PROBLEM
Give back exactly the lines from the start of the listing to the line containing "feat(docdb): support snapshot removal policy", inclusive, and nothing beyond them.

-- Opening Marker --

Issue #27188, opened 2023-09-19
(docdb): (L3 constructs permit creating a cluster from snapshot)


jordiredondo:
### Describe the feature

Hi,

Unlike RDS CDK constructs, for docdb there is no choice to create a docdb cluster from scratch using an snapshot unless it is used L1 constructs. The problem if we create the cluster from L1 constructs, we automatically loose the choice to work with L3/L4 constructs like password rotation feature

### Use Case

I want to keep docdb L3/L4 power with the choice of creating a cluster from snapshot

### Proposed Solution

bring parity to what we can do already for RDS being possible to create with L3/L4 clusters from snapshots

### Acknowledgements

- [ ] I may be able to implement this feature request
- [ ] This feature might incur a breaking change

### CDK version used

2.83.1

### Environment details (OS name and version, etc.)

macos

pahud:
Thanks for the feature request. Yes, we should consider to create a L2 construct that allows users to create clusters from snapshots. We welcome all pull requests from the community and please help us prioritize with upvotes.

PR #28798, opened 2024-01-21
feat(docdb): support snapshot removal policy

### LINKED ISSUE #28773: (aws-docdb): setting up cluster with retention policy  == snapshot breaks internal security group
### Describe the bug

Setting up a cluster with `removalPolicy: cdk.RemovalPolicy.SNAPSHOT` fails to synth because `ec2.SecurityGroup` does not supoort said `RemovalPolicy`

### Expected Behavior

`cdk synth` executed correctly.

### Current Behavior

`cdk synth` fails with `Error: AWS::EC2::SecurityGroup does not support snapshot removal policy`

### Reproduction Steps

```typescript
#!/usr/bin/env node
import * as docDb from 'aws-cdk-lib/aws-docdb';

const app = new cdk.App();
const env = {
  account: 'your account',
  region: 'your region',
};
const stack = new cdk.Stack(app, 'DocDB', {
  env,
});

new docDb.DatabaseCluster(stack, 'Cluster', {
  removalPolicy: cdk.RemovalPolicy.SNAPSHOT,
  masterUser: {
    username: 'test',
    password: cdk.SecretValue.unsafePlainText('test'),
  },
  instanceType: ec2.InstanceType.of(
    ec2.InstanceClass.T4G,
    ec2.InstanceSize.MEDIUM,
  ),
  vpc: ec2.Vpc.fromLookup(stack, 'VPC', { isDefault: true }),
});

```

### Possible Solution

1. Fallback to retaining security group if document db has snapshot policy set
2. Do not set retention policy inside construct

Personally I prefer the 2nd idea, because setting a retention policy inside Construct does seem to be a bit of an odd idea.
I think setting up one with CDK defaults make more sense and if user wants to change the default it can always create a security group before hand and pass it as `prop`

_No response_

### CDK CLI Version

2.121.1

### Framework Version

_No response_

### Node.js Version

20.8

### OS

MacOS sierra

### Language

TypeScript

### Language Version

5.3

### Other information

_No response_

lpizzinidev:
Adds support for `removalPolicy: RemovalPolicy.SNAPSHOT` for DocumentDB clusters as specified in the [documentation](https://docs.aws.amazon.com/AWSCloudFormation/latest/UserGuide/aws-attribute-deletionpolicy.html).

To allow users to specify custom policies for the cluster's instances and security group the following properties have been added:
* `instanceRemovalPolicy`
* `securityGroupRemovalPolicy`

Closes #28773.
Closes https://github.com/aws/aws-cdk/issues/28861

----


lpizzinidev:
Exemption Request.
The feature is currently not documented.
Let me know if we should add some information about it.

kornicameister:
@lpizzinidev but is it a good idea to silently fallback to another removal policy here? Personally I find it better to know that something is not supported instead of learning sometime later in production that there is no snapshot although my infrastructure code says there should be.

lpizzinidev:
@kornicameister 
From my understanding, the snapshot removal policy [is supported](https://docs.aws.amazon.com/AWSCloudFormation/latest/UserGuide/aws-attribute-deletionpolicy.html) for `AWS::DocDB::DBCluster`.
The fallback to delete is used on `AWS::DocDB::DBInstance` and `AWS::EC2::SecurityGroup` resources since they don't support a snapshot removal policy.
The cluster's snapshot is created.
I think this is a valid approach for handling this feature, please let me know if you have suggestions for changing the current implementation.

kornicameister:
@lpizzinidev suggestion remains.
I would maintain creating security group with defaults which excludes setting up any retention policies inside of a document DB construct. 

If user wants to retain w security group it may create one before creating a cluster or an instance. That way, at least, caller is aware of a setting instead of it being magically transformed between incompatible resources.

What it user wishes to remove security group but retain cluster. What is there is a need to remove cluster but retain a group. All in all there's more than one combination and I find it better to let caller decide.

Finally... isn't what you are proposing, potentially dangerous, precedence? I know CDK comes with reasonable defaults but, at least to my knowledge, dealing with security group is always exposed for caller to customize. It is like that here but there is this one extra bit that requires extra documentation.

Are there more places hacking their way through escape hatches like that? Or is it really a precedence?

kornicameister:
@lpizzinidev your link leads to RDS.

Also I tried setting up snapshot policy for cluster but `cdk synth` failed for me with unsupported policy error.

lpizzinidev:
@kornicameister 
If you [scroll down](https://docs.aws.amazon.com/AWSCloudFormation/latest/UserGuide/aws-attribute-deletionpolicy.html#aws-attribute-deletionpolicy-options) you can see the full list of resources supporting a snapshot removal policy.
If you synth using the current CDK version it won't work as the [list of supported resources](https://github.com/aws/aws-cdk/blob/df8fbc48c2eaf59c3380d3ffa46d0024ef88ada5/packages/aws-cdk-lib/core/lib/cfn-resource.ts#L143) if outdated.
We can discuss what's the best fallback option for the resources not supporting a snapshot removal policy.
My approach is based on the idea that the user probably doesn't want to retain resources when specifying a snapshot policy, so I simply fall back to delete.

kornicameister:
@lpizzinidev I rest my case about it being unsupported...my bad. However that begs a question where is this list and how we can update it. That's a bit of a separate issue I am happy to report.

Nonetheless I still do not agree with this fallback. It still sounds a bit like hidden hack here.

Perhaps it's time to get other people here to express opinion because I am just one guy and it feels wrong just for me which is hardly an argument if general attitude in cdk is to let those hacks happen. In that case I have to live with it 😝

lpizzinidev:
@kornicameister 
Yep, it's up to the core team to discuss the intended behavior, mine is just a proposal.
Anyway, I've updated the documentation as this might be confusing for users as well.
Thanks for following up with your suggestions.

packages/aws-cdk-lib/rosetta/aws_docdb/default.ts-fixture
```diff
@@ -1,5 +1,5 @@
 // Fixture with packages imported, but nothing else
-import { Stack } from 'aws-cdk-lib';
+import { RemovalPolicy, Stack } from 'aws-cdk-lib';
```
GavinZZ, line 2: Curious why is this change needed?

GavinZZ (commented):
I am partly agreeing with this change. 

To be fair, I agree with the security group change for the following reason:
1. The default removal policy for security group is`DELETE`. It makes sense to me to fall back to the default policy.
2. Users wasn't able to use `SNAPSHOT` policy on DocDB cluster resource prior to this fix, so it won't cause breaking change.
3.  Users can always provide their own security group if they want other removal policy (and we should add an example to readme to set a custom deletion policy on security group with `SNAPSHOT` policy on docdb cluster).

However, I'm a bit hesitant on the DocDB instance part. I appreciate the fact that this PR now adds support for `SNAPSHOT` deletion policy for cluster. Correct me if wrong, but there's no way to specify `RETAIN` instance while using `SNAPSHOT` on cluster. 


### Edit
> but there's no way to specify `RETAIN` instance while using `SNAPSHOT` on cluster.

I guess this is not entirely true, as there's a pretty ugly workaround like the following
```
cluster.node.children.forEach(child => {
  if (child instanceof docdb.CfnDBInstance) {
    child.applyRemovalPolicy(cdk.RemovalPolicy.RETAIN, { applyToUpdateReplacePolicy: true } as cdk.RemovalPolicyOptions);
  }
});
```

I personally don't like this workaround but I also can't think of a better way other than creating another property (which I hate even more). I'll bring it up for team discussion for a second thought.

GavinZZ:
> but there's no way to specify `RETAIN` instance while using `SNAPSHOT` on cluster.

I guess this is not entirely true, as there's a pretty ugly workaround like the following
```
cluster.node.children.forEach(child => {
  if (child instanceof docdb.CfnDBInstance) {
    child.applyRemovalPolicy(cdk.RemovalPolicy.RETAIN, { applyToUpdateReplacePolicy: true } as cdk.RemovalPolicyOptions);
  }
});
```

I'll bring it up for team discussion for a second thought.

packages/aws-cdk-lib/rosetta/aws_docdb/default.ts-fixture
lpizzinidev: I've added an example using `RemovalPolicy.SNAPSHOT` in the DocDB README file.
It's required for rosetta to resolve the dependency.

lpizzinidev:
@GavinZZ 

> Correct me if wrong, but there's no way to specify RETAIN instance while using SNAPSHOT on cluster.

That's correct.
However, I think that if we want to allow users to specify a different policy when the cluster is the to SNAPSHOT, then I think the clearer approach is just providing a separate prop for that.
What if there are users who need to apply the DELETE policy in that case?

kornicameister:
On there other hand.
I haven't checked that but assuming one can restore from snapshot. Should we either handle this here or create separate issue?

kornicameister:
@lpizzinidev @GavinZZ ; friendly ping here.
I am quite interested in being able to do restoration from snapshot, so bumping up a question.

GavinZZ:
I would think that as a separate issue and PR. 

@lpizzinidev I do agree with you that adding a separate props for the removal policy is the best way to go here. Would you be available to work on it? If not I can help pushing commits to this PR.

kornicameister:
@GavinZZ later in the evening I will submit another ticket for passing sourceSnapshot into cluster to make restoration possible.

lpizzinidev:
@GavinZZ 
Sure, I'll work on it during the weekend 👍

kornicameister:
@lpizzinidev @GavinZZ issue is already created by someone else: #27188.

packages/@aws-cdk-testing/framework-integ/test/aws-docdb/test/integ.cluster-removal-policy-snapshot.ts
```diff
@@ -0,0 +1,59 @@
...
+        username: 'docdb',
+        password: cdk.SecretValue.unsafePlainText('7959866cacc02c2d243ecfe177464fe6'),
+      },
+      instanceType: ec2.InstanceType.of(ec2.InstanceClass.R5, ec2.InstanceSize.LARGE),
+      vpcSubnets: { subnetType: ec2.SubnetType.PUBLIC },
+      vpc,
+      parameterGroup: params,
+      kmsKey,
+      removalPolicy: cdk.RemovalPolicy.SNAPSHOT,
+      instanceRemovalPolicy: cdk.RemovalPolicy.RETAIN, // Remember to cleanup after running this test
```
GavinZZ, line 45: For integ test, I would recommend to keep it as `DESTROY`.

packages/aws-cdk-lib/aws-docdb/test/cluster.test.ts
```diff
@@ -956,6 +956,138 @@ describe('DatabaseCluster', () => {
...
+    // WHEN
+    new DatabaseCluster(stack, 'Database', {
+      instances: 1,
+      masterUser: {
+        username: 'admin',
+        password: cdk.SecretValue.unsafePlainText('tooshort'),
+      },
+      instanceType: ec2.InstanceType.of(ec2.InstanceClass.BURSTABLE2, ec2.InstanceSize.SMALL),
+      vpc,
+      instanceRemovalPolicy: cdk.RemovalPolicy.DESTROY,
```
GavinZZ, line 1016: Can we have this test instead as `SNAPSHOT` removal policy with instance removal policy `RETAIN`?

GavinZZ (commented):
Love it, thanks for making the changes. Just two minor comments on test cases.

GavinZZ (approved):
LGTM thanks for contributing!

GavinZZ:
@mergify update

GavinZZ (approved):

-- Closing Marker --

TASK OUTPUT
Issue #27188, opened 2023-09-19
(docdb): (L3 constructs permit creating a cluster from snapshot)


jordiredondo:
### Describe the feature

Hi,

Unlike RDS CDK constructs, for docdb there is no choice to create a docdb cluster from scratch using an snapshot unless it is used L1 constructs. The problem if we create the cluster from L1 constructs, we automatically loose the choice to work with L3/L4 constructs like password rotation feature

### Use Case

I want to keep docdb L3/L4 power with the choice of creating a cluster from snapshot

### Proposed Solution

bring parity to what we can do already for RDS being possible to create with L3/L4 clusters from snapshots

### Acknowledgements

- [ ] I may be able to implement this feature request
- [ ] This feature might incur a breaking change

### CDK version used

2.83.1

### Environment details (OS name and version, etc.)

macos

pahud:
Thanks for the feature request. Yes, we should consider to create a L2 construct that allows users to create clusters from snapshots. We welcome all pull requests from the community and please help us prioritize with upvotes.

PR #28798, opened 2024-01-21
feat(docdb): support snapshot removal policy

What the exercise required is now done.